• _Exercise_
State how many lines of the entries below hold the word "class"; reply with nothing but the number.

• _Data for analysis_

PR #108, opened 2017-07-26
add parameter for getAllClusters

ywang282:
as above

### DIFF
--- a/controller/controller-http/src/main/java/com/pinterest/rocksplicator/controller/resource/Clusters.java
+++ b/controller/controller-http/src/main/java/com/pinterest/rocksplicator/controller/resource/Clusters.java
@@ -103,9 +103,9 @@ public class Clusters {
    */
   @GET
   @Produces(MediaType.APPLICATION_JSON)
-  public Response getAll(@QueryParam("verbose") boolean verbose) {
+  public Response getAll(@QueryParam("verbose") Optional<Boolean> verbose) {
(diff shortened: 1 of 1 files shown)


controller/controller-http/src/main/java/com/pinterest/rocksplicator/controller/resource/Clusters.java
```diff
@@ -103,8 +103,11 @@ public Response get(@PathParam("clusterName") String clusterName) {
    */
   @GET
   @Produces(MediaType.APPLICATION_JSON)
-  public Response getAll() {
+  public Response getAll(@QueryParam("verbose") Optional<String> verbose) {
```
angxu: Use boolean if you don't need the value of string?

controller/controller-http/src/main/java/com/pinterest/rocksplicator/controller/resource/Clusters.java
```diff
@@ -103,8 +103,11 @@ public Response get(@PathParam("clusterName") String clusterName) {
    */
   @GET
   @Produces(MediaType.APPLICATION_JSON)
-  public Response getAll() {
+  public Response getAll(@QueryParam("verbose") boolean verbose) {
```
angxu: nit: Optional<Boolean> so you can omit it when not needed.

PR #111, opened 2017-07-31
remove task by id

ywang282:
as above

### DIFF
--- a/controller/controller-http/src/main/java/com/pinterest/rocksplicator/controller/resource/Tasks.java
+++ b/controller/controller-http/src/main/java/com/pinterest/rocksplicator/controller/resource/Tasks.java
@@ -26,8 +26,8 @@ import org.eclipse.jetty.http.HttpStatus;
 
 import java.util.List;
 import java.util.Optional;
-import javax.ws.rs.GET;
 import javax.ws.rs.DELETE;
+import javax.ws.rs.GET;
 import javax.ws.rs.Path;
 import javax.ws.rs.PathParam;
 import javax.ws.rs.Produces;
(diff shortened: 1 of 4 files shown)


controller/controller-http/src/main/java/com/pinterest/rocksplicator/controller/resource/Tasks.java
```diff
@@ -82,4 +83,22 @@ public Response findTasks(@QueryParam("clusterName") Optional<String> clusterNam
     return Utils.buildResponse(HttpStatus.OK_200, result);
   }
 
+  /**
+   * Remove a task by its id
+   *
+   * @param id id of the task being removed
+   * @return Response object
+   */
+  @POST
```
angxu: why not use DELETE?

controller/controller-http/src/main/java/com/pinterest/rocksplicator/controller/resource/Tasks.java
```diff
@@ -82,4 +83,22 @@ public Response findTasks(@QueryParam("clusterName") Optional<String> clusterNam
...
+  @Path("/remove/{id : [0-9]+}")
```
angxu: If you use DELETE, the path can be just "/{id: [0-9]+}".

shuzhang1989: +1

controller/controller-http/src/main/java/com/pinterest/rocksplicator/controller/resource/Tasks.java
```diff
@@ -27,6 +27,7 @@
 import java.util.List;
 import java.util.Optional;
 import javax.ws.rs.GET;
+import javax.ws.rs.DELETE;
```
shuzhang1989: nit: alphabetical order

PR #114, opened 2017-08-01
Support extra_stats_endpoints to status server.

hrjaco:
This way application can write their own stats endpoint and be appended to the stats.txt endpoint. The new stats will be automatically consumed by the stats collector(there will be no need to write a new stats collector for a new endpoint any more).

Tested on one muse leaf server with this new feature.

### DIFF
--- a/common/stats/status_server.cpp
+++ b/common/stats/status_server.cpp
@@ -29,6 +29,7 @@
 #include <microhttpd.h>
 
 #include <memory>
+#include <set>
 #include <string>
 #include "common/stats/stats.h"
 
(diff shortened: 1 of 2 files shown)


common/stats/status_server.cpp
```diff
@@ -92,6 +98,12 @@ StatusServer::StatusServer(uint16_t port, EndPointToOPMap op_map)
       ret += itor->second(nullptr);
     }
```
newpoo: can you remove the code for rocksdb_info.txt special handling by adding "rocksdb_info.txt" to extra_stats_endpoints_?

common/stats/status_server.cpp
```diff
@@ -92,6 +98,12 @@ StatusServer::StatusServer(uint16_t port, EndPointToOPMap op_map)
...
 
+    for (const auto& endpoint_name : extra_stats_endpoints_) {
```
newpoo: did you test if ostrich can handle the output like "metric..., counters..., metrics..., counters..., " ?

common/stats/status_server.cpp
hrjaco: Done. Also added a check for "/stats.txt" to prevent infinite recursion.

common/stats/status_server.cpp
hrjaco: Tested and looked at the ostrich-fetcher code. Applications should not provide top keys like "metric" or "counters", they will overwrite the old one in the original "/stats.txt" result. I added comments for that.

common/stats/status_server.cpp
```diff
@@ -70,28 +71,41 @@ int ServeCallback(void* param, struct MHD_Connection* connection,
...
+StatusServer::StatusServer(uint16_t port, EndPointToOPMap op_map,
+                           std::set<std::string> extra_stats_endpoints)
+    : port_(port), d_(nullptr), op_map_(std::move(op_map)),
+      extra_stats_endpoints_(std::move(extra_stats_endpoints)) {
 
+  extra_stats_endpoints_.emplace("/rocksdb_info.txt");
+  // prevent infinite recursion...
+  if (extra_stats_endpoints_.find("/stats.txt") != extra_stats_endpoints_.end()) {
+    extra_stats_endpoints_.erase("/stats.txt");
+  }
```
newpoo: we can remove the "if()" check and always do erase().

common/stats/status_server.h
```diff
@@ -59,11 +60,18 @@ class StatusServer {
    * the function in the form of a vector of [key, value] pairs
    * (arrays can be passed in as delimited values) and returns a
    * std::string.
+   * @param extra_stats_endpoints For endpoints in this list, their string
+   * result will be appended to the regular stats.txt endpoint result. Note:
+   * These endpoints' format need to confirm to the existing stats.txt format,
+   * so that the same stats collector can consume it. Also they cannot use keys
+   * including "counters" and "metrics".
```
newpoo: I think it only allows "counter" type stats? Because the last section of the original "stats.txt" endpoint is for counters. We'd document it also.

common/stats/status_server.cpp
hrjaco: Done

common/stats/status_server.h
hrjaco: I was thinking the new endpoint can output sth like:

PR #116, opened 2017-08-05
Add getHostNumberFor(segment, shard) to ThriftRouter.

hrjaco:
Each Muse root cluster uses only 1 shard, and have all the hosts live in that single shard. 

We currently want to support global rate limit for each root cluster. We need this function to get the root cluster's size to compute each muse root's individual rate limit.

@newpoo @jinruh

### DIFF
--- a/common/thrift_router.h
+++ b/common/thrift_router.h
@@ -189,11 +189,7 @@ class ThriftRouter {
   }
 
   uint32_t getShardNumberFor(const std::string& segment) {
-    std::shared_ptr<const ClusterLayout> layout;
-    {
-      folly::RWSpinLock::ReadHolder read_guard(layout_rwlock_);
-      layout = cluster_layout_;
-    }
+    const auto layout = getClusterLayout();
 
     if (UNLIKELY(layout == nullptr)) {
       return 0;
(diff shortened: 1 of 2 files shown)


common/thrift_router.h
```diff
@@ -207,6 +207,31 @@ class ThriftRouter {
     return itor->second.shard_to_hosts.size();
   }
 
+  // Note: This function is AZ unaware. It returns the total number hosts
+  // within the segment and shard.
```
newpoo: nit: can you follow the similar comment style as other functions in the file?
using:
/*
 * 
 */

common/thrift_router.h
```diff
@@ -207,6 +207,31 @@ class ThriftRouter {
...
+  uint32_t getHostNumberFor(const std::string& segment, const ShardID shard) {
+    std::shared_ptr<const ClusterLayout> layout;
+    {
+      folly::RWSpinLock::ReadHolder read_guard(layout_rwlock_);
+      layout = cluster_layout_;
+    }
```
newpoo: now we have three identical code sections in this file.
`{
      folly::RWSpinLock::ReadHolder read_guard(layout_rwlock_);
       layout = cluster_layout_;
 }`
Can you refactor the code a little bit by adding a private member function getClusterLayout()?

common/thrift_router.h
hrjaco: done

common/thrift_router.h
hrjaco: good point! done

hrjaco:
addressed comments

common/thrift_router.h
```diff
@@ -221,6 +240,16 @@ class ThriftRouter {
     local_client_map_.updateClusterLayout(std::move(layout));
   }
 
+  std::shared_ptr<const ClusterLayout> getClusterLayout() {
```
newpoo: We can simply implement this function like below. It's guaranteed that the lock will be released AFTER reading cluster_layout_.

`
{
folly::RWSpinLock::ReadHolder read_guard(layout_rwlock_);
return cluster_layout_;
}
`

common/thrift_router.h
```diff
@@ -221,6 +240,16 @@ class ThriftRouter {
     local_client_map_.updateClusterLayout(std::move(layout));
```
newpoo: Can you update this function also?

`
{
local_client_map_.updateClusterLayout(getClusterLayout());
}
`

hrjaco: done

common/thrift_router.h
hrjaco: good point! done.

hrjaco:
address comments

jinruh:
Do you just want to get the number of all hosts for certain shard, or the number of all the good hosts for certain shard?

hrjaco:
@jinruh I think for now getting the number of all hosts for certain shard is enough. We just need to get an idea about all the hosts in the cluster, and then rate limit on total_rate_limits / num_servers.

• _Answer below_
7